%%
PR #2178, opened 2021-04-14
Fix can't find openssl system variables on macOS

Richyeoh:
Fix can't find openssl system variables on macOS


Richyeoh:
All right, maybe it's not necessary,because I see cmake options in build options in CLion.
%%
▶ Required action
In full and verbatim, transcribe the data.

▶ Expected answer
PR #2178, opened 2021-04-14
Fix can't find openssl system variables on macOS

Richyeoh:
Fix can't find openssl system variables on macOS


Richyeoh:
All right, maybe it's not necessary,because I see cmake options in build options in CLion.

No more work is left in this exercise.